:: Collected data entries ::
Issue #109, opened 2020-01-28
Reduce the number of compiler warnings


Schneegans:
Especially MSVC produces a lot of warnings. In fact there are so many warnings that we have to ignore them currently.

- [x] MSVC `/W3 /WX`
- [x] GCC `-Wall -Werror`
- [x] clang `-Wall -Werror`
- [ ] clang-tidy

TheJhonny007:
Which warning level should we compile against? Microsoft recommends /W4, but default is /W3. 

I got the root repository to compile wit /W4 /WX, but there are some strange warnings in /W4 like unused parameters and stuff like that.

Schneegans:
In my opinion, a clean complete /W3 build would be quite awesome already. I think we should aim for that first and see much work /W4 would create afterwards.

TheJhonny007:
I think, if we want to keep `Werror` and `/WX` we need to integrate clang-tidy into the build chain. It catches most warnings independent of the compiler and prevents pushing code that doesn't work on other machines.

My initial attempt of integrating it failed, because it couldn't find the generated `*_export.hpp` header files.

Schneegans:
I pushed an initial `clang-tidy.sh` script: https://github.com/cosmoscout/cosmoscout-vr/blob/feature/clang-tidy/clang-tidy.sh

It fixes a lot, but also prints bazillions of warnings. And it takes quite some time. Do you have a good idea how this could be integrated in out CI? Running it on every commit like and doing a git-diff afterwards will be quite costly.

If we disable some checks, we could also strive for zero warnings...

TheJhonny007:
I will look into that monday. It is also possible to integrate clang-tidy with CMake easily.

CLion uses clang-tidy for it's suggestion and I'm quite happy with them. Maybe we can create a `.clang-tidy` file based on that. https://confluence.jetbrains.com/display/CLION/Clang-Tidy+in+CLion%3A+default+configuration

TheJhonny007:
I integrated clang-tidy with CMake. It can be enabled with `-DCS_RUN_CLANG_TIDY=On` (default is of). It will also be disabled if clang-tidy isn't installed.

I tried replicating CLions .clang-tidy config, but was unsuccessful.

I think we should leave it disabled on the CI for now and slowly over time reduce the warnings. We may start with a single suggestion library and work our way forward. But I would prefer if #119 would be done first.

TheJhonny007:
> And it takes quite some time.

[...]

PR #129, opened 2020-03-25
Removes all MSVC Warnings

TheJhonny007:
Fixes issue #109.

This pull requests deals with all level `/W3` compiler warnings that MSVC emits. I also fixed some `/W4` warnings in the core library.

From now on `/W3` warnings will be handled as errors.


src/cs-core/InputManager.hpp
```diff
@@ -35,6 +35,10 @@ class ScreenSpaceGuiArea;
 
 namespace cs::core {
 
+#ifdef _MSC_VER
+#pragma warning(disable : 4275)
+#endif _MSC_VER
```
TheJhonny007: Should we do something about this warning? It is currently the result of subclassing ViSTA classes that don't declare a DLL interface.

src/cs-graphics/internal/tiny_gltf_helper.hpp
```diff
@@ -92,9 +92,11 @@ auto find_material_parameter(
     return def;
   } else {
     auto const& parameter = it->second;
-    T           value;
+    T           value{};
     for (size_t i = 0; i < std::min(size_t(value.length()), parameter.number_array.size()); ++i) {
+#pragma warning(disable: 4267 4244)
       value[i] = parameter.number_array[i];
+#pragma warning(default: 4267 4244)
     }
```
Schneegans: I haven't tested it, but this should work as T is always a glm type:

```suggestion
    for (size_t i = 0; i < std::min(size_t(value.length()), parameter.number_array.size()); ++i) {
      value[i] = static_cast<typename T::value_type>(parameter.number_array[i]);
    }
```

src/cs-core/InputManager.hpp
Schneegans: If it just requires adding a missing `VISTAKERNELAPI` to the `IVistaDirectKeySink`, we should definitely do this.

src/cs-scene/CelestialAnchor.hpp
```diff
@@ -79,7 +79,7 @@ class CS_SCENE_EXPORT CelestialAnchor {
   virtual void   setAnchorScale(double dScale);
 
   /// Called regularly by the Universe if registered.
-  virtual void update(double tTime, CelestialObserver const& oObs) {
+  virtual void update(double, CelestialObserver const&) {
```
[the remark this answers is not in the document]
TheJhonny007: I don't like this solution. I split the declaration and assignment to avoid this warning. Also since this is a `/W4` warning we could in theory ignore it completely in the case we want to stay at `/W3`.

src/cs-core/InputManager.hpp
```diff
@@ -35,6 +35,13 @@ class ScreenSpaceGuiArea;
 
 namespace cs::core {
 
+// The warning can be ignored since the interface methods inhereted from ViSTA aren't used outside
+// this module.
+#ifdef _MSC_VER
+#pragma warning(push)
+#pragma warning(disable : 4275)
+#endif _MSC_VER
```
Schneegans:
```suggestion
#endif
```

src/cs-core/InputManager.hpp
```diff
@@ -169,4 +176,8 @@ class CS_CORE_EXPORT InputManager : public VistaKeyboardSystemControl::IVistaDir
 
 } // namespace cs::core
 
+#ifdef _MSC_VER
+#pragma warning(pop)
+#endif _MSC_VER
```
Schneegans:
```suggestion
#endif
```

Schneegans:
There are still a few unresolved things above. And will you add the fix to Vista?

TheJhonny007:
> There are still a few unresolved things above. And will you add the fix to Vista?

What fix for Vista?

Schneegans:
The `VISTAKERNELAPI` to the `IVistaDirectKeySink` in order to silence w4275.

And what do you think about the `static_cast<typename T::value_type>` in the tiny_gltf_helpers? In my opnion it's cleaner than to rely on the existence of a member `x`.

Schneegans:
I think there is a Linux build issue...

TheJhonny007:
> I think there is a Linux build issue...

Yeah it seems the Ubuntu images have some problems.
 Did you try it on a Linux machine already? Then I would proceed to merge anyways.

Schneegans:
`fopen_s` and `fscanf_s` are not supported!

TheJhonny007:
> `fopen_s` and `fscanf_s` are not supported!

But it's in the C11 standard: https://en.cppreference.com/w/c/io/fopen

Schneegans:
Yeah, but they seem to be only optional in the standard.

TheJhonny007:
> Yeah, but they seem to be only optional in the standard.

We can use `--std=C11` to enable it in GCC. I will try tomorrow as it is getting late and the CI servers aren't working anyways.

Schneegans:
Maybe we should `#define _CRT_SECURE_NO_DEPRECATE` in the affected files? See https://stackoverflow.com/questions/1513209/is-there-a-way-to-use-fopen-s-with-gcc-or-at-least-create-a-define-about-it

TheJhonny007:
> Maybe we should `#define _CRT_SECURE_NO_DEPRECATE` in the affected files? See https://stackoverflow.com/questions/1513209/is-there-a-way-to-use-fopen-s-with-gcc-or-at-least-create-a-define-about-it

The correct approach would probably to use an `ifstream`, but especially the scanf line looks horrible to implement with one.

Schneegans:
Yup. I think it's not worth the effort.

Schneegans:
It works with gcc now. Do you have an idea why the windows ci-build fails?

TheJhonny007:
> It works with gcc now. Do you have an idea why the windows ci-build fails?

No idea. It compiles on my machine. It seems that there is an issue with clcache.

:: Problem details ::
Repeat the records above exactly, with nothing left out.

:: Answer to the exercise ::
Issue #109, opened 2020-01-28
Reduce the number of compiler warnings


Schneegans:
Especially MSVC produces a lot of warnings. In fact there are so many warnings that we have to ignore them currently.

- [x] MSVC `/W3 /WX`
- [x] GCC `-Wall -Werror`
- [x] clang `-Wall -Werror`
- [ ] clang-tidy

TheJhonny007:
Which warning level should we compile against? Microsoft recommends /W4, but default is /W3. 

I got the root repository to compile wit /W4 /WX, but there are some strange warnings in /W4 like unused parameters and stuff like that.

Schneegans:
In my opinion, a clean complete /W3 build would be quite awesome already. I think we should aim for that first and see much work /W4 would create afterwards.

TheJhonny007:
I think, if we want to keep `Werror` and `/WX` we need to integrate clang-tidy into the build chain. It catches most warnings independent of the compiler and prevents pushing code that doesn't work on other machines.

My initial attempt of integrating it failed, because it couldn't find the generated `*_export.hpp` header files.

Schneegans:
I pushed an initial `clang-tidy.sh` script: https://github.com/cosmoscout/cosmoscout-vr/blob/feature/clang-tidy/clang-tidy.sh

It fixes a lot, but also prints bazillions of warnings. And it takes quite some time. Do you have a good idea how this could be integrated in out CI? Running it on every commit like and doing a git-diff afterwards will be quite costly.

If we disable some checks, we could also strive for zero warnings...

TheJhonny007:
I will look into that monday. It is also possible to integrate clang-tidy with CMake easily.

CLion uses clang-tidy for it's suggestion and I'm quite happy with them. Maybe we can create a `.clang-tidy` file based on that. https://confluence.jetbrains.com/display/CLION/Clang-Tidy+in+CLion%3A+default+configuration

TheJhonny007:
I integrated clang-tidy with CMake. It can be enabled with `-DCS_RUN_CLANG_TIDY=On` (default is of). It will also be disabled if clang-tidy isn't installed.

I tried replicating CLions .clang-tidy config, but was unsuccessful.

I think we should leave it disabled on the CI for now and slowly over time reduce the warnings. We may start with a single suggestion library and work our way forward. But I would prefer if #119 would be done first.

TheJhonny007:
> And it takes quite some time.

[...]

PR #129, opened 2020-03-25
Removes all MSVC Warnings

TheJhonny007:
Fixes issue #109.

This pull requests deals with all level `/W3` compiler warnings that MSVC emits. I also fixed some `/W4` warnings in the core library.

From now on `/W3` warnings will be handled as errors.


src/cs-core/InputManager.hpp
```diff
@@ -35,6 +35,10 @@ class ScreenSpaceGuiArea;
 
 namespace cs::core {
 
+#ifdef _MSC_VER
+#pragma warning(disable : 4275)
+#endif _MSC_VER
```
TheJhonny007: Should we do something about this warning? It is currently the result of subclassing ViSTA classes that don't declare a DLL interface.

src/cs-graphics/internal/tiny_gltf_helper.hpp
```diff
@@ -92,9 +92,11 @@ auto find_material_parameter(
     return def;
   } else {
     auto const& parameter = it->second;
-    T           value;
+    T           value{};
     for (size_t i = 0; i < std::min(size_t(value.length()), parameter.number_array.size()); ++i) {
+#pragma warning(disable: 4267 4244)
       value[i] = parameter.number_array[i];
+#pragma warning(default: 4267 4244)
     }
```
Schneegans: I haven't tested it, but this should work as T is always a glm type:

```suggestion
    for (size_t i = 0; i < std::min(size_t(value.length()), parameter.number_array.size()); ++i) {
      value[i] = static_cast<typename T::value_type>(parameter.number_array[i]);
    }
```

src/cs-core/InputManager.hpp
Schneegans: If it just requires adding a missing `VISTAKERNELAPI` to the `IVistaDirectKeySink`, we should definitely do this.

src/cs-scene/CelestialAnchor.hpp
```diff
@@ -79,7 +79,7 @@ class CS_SCENE_EXPORT CelestialAnchor {
   virtual void   setAnchorScale(double dScale);
 
   /// Called regularly by the Universe if registered.
-  virtual void update(double tTime, CelestialObserver const& oObs) {
+  virtual void update(double, CelestialObserver const&) {
```
[the remark this answers is not in the document]
TheJhonny007: I don't like this solution. I split the declaration and assignment to avoid this warning. Also since this is a `/W4` warning we could in theory ignore it completely in the case we want to stay at `/W3`.

src/cs-core/InputManager.hpp
```diff
@@ -35,6 +35,13 @@ class ScreenSpaceGuiArea;
 
 namespace cs::core {
 
+// The warning can be ignored since the interface methods inhereted from ViSTA aren't used outside
+// this module.
+#ifdef _MSC_VER
+#pragma warning(push)
+#pragma warning(disable : 4275)
+#endif _MSC_VER
```
Schneegans:
```suggestion
#endif
```

src/cs-core/InputManager.hpp
```diff
@@ -169,4 +176,8 @@ class CS_CORE_EXPORT InputManager : public VistaKeyboardSystemControl::IVistaDir
 
 } // namespace cs::core
 
+#ifdef _MSC_VER
+#pragma warning(pop)
+#endif _MSC_VER
```
Schneegans:
```suggestion
#endif
```

Schneegans:
There are still a few unresolved things above. And will you add the fix to Vista?

TheJhonny007:
> There are still a few unresolved things above. And will you add the fix to Vista?

What fix for Vista?

Schneegans:
The `VISTAKERNELAPI` to the `IVistaDirectKeySink` in order to silence w4275.

And what do you think about the `static_cast<typename T::value_type>` in the tiny_gltf_helpers? In my opnion it's cleaner than to rely on the existence of a member `x`.

Schneegans:
I think there is a Linux build issue...

TheJhonny007:
> I think there is a Linux build issue...

Yeah it seems the Ubuntu images have some problems.
 Did you try it on a Linux machine already? Then I would proceed to merge anyways.

Schneegans:
`fopen_s` and `fscanf_s` are not supported!

TheJhonny007:
> `fopen_s` and `fscanf_s` are not supported!

But it's in the C11 standard: https://en.cppreference.com/w/c/io/fopen

Schneegans:
Yeah, but they seem to be only optional in the standard.

TheJhonny007:
> Yeah, but they seem to be only optional in the standard.

We can use `--std=C11` to enable it in GCC. I will try tomorrow as it is getting late and the CI servers aren't working anyways.

Schneegans:
Maybe we should `#define _CRT_SECURE_NO_DEPRECATE` in the affected files? See https://stackoverflow.com/questions/1513209/is-there-a-way-to-use-fopen-s-with-gcc-or-at-least-create-a-define-about-it

TheJhonny007:
> Maybe we should `#define _CRT_SECURE_NO_DEPRECATE` in the affected files? See https://stackoverflow.com/questions/1513209/is-there-a-way-to-use-fopen-s-with-gcc-or-at-least-create-a-define-about-it

The correct approach would probably to use an `ifstream`, but especially the scanf line looks horrible to implement with one.

Schneegans:
Yup. I think it's not worth the effort.

Schneegans:
It works with gcc now. Do you have an idea why the windows ci-build fails?

TheJhonny007:
> It works with gcc now. Do you have an idea why the windows ci-build fails?

No idea. It compiles on my machine. It seems that there is an issue with clcache.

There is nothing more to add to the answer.